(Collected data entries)
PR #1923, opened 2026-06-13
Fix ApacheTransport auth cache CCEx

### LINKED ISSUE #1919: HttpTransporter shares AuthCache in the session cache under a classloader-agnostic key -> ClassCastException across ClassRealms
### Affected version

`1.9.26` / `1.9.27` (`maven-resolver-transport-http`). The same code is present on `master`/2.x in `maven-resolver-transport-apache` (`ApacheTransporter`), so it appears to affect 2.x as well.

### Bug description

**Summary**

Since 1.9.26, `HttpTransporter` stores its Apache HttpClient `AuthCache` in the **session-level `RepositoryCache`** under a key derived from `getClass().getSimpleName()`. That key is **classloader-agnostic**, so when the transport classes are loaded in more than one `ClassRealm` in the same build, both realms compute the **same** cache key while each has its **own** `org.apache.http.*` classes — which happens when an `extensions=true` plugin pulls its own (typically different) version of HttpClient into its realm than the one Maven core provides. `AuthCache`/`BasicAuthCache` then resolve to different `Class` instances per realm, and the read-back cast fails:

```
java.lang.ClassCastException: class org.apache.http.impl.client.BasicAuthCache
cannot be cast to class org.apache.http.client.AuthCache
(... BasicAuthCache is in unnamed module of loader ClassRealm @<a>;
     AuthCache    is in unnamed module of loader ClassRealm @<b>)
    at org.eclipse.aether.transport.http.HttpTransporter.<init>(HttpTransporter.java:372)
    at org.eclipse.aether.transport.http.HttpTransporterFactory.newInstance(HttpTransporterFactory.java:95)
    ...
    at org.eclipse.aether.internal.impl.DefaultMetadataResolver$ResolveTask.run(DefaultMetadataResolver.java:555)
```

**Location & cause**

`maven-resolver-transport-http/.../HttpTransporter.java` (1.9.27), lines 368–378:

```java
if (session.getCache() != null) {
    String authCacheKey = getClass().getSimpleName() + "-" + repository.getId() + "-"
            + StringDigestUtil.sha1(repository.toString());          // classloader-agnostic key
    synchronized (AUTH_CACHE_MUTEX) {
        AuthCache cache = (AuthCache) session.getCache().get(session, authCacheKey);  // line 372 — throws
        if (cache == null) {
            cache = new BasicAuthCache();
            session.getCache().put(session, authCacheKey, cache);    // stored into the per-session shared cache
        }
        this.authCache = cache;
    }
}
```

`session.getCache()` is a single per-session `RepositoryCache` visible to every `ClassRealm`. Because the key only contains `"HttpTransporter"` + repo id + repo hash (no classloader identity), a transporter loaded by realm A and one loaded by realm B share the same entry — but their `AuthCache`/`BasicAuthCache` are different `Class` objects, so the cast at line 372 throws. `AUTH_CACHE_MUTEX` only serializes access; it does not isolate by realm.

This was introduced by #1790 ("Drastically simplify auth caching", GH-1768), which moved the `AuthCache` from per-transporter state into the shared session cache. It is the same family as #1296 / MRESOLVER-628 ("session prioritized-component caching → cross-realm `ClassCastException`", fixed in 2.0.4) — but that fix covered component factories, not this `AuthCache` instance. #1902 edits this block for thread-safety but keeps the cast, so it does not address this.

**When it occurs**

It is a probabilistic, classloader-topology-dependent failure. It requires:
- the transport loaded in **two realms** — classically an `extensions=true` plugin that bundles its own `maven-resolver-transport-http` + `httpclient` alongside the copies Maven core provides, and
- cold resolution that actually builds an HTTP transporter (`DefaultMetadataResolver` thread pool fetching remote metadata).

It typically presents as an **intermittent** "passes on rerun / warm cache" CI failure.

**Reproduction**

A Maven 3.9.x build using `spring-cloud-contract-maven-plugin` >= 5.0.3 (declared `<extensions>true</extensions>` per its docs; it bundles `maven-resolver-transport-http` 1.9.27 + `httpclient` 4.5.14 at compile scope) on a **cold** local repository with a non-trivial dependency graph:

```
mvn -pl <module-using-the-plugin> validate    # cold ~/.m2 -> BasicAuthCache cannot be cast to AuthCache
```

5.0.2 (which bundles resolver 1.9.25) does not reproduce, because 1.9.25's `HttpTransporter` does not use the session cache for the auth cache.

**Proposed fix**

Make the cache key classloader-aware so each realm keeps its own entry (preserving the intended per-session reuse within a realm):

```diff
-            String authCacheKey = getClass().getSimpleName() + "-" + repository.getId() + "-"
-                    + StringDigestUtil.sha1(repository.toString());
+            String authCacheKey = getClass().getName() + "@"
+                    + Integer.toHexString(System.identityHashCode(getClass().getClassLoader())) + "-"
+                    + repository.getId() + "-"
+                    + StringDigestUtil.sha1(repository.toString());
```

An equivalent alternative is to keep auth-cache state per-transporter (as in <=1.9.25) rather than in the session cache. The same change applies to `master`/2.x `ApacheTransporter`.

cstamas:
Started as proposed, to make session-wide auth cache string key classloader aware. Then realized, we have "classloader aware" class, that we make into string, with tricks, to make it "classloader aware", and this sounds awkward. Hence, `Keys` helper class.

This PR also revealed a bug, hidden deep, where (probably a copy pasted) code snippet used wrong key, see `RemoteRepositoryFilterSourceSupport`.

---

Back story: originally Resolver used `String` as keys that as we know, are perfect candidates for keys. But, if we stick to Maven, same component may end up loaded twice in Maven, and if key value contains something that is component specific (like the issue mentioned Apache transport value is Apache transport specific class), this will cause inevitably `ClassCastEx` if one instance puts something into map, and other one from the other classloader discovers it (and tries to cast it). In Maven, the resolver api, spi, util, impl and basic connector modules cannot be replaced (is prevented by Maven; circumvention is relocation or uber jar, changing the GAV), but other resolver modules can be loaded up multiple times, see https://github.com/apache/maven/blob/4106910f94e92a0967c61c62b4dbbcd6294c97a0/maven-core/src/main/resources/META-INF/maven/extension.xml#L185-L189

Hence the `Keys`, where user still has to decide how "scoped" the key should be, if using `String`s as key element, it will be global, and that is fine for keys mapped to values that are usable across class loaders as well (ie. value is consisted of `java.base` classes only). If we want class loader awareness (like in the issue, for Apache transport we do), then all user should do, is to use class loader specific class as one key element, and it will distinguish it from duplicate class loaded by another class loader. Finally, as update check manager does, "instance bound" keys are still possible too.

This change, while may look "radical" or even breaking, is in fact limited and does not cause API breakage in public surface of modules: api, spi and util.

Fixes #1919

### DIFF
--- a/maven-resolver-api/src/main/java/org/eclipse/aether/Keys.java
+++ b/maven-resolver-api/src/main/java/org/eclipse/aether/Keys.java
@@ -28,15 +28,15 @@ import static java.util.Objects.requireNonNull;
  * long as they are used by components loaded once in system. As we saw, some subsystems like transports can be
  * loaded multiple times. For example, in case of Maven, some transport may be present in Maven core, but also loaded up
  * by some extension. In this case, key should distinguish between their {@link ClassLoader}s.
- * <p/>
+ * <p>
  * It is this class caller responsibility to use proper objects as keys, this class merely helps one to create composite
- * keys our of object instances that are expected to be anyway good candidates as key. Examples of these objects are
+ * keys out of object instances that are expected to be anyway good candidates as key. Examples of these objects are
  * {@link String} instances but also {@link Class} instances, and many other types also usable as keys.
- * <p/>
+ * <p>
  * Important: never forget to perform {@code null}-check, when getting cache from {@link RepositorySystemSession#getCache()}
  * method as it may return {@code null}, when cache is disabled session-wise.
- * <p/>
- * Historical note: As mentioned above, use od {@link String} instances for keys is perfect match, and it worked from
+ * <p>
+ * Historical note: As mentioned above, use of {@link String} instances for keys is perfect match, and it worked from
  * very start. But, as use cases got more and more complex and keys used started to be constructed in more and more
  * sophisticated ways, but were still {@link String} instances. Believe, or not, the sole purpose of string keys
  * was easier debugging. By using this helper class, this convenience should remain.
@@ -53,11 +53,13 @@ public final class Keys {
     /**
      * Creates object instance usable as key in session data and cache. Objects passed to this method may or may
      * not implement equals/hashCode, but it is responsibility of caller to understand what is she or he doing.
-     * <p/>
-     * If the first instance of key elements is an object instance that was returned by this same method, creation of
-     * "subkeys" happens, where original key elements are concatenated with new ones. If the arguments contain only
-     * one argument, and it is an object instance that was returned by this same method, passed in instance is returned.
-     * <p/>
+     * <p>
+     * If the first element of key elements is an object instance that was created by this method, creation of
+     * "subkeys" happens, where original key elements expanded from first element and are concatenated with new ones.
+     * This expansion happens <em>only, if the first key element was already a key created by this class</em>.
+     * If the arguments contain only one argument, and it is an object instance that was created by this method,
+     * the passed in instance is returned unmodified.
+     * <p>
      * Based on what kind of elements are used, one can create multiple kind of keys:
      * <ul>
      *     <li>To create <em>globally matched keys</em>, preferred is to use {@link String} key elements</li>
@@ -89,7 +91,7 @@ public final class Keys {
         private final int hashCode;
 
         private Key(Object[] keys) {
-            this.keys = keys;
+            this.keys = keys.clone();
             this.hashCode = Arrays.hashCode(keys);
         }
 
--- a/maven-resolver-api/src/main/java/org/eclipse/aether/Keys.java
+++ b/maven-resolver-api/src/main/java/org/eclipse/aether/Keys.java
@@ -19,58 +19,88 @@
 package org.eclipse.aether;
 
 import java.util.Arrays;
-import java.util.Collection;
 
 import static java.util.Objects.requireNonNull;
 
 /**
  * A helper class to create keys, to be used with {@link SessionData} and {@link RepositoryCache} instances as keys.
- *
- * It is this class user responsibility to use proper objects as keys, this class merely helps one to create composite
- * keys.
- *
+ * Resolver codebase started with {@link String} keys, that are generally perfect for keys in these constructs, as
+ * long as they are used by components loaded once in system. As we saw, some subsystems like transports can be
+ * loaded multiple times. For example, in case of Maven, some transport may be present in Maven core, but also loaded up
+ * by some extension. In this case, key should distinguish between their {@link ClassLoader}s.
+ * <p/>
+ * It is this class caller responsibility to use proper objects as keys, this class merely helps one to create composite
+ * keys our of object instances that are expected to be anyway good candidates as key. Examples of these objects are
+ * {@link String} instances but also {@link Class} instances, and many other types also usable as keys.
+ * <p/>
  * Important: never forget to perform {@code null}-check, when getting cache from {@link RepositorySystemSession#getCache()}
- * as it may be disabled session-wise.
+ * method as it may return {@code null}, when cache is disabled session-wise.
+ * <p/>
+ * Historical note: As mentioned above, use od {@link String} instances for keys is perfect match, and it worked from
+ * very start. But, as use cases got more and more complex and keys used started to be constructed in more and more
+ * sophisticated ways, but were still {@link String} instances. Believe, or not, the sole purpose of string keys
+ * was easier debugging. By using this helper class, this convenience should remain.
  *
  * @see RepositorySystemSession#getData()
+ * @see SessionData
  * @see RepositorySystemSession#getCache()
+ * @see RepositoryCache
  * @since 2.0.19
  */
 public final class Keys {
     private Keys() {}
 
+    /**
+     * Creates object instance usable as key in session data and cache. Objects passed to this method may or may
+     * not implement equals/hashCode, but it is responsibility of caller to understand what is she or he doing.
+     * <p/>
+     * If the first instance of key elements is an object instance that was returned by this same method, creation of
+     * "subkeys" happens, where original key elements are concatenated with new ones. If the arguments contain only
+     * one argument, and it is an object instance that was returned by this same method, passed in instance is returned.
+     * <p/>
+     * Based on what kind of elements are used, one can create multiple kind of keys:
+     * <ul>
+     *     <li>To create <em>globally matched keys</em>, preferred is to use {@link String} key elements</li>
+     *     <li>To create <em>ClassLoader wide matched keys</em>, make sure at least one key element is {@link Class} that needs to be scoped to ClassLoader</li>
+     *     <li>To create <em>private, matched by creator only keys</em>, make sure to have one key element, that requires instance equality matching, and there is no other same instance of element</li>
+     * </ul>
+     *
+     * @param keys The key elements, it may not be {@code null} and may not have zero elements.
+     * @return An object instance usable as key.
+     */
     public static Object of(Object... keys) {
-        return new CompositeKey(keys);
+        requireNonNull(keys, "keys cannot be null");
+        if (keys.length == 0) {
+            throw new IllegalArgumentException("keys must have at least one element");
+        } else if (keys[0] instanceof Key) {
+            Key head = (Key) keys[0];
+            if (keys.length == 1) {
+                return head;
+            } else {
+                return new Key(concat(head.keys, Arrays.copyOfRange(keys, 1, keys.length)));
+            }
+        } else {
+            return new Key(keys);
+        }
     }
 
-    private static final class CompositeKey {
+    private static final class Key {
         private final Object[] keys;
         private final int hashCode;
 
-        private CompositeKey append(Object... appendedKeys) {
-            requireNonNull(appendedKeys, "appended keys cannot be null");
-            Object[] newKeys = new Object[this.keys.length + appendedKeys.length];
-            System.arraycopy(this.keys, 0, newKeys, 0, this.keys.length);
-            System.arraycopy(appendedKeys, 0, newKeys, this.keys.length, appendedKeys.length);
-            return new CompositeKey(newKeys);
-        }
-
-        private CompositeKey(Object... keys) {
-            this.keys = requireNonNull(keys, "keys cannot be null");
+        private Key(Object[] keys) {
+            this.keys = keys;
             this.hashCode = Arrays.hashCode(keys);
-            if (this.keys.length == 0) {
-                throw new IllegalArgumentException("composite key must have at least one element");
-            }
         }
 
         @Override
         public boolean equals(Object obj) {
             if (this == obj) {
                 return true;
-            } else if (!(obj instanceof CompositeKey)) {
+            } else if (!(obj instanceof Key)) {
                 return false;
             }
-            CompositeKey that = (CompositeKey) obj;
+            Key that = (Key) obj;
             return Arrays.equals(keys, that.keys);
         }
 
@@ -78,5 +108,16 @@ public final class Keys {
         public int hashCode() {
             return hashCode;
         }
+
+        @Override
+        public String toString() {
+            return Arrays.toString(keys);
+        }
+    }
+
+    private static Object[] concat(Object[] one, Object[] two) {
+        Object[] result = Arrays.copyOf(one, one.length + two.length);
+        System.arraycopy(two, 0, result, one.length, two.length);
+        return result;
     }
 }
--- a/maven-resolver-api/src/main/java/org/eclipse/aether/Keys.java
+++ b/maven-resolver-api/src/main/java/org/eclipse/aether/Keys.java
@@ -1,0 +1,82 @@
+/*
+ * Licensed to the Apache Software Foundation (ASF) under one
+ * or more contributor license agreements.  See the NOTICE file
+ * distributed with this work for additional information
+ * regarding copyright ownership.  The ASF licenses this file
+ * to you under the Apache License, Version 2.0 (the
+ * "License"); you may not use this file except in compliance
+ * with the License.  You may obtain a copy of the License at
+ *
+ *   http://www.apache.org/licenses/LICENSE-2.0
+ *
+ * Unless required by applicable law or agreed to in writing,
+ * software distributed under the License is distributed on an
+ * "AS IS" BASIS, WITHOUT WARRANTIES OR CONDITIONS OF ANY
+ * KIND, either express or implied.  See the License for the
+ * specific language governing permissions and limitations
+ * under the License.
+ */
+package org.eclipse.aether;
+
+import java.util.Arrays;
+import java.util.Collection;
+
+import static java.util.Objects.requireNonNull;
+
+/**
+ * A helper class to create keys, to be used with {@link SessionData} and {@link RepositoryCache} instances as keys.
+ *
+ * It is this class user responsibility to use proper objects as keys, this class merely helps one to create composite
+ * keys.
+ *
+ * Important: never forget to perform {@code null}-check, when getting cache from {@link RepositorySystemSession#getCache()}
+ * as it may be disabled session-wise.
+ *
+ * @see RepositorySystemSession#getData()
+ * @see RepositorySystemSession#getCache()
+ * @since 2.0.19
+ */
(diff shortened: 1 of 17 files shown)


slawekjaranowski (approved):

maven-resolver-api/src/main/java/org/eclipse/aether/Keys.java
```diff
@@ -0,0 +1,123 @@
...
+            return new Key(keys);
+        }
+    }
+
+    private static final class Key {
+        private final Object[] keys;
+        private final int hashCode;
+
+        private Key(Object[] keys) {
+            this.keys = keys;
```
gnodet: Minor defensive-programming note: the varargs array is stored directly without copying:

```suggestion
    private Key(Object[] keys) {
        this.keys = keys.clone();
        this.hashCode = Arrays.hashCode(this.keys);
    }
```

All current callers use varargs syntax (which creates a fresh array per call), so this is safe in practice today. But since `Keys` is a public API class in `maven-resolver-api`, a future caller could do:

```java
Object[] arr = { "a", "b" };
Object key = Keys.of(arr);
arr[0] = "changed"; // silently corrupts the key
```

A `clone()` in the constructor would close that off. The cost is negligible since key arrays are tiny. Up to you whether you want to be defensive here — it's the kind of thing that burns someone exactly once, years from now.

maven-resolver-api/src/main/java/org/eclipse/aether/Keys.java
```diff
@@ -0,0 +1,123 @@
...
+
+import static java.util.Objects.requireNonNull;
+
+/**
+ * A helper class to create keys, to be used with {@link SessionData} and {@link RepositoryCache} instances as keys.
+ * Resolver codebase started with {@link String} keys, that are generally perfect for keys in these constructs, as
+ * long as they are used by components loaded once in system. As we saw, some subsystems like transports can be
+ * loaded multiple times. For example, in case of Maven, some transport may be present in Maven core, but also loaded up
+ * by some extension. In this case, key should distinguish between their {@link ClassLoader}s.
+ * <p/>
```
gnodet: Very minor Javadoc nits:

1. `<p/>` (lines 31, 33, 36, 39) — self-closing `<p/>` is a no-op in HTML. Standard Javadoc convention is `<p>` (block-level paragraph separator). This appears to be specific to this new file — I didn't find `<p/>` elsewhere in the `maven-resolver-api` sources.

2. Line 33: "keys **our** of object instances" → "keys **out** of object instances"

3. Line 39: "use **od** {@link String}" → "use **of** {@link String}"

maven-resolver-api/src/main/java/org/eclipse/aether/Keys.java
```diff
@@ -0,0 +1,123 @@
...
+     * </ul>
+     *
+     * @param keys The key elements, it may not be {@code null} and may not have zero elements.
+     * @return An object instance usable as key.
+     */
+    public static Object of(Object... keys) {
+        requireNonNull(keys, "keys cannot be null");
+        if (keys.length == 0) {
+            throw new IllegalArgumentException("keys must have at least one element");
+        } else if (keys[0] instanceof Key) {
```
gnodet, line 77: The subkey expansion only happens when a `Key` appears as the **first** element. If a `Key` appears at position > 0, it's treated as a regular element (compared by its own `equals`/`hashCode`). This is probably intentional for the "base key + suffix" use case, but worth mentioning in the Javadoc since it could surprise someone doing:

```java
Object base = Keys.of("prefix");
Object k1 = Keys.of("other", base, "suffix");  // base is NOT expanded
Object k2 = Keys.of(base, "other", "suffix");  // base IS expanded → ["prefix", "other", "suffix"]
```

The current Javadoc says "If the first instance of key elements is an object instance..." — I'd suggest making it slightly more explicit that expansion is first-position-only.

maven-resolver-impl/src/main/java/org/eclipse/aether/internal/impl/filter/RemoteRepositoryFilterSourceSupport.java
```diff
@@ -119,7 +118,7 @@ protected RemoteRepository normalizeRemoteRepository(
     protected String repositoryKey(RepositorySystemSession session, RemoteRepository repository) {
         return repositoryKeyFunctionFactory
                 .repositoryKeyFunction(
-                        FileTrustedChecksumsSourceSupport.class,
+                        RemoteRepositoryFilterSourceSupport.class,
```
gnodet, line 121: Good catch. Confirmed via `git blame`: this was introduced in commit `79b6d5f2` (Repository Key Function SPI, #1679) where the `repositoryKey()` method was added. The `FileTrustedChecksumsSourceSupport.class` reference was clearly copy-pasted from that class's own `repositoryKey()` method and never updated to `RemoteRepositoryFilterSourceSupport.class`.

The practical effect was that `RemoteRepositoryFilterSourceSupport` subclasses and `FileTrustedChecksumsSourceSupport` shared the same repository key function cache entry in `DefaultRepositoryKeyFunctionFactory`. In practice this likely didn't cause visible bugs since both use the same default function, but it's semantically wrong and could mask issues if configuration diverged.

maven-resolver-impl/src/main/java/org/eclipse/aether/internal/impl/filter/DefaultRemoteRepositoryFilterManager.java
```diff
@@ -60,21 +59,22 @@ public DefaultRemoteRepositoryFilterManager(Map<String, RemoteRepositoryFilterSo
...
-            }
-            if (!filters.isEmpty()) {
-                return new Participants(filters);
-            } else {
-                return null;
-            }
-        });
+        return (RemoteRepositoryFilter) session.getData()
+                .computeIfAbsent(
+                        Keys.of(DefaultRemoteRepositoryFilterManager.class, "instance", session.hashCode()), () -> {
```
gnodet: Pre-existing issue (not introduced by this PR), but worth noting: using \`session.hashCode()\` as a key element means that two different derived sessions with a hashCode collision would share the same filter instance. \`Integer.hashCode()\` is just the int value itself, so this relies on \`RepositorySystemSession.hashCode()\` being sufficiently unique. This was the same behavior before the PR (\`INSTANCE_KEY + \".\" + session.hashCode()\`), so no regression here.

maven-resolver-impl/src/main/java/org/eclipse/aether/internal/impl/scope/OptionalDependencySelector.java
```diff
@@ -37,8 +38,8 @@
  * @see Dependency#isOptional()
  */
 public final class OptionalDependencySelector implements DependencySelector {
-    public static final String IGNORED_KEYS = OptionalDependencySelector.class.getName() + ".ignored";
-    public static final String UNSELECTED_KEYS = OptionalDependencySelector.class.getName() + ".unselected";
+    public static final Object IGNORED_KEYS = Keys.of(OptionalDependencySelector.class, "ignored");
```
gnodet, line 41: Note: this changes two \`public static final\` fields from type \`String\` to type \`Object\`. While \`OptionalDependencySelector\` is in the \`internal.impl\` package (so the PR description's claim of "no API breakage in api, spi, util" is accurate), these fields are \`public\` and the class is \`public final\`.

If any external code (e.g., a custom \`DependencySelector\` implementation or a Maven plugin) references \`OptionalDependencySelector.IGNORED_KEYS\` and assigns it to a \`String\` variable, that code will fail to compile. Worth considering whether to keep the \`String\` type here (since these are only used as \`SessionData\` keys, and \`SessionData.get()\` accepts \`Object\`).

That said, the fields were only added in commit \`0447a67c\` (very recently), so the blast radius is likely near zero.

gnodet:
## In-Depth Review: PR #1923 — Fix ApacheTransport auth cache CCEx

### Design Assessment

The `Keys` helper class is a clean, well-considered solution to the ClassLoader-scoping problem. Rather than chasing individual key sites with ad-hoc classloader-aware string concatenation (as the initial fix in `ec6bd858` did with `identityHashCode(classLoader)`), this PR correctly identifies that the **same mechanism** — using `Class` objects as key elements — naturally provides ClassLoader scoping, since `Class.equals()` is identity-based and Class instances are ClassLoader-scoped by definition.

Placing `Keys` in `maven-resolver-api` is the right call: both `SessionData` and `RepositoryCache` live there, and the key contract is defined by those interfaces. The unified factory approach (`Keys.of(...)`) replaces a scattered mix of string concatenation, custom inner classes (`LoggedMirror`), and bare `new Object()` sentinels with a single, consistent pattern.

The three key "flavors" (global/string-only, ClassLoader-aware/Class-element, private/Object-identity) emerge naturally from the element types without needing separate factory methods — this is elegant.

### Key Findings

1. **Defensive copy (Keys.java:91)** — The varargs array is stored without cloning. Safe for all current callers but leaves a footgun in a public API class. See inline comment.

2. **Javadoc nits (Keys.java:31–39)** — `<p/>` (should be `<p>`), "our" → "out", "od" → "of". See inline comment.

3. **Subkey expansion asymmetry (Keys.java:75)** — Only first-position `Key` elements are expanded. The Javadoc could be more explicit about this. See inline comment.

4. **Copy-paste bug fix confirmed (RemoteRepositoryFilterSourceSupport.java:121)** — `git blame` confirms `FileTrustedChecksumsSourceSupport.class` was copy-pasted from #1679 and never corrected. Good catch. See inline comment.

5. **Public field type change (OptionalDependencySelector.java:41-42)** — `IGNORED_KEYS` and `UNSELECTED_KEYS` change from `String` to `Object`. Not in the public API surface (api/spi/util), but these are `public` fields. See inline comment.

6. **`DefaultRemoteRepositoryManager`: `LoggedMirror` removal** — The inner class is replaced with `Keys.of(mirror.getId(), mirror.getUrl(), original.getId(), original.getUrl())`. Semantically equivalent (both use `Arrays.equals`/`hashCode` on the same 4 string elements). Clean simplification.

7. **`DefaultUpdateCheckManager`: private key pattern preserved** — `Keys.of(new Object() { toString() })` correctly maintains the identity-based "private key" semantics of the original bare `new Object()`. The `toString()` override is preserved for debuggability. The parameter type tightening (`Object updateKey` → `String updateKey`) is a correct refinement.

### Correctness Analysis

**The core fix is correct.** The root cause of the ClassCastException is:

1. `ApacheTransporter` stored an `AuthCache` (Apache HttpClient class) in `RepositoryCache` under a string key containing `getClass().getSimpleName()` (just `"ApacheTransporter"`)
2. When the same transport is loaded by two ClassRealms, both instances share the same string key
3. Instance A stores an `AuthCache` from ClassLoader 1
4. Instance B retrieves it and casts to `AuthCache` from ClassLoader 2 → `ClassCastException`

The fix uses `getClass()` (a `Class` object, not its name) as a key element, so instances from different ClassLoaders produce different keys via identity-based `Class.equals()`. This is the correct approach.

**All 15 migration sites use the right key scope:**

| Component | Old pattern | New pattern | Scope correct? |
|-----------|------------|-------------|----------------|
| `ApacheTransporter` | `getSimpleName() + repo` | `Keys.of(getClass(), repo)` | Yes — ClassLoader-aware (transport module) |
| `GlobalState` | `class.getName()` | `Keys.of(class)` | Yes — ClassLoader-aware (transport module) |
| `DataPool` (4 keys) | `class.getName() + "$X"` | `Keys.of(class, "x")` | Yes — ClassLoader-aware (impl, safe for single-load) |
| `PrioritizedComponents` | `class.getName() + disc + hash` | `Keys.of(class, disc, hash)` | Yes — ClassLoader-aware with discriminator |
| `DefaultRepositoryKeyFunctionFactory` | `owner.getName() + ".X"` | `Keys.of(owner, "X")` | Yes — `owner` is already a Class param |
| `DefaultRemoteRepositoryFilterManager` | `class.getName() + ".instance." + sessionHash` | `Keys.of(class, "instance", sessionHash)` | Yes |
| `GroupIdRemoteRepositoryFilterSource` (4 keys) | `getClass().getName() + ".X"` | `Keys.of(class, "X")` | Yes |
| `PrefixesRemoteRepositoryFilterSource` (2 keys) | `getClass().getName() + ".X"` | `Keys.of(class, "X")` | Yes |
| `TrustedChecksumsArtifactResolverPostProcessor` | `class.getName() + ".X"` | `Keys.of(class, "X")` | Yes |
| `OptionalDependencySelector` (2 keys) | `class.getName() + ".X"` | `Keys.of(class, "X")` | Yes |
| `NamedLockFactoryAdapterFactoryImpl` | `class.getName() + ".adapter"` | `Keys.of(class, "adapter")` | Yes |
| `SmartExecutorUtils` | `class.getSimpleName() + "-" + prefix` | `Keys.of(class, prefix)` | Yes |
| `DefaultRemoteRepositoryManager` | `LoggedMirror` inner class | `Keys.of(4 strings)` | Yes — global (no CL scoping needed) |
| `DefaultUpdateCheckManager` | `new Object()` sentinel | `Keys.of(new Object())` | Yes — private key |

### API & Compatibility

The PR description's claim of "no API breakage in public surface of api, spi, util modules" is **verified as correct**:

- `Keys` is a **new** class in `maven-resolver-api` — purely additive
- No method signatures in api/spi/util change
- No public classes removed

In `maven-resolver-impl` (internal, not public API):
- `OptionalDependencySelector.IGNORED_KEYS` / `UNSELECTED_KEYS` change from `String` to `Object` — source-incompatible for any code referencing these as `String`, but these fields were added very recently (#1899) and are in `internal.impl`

> _ASSIGNED TASK_: Return every line from the entries above that includes the word "ClassRealms".

> _RESULT OF THIS TASK_:
### LINKED ISSUE #1919: HttpTransporter shares AuthCache in the session cache under a classloader-agnostic key -> ClassCastException across ClassRealms
2. When the same transport is loaded by two ClassRealms, both instances share the same string key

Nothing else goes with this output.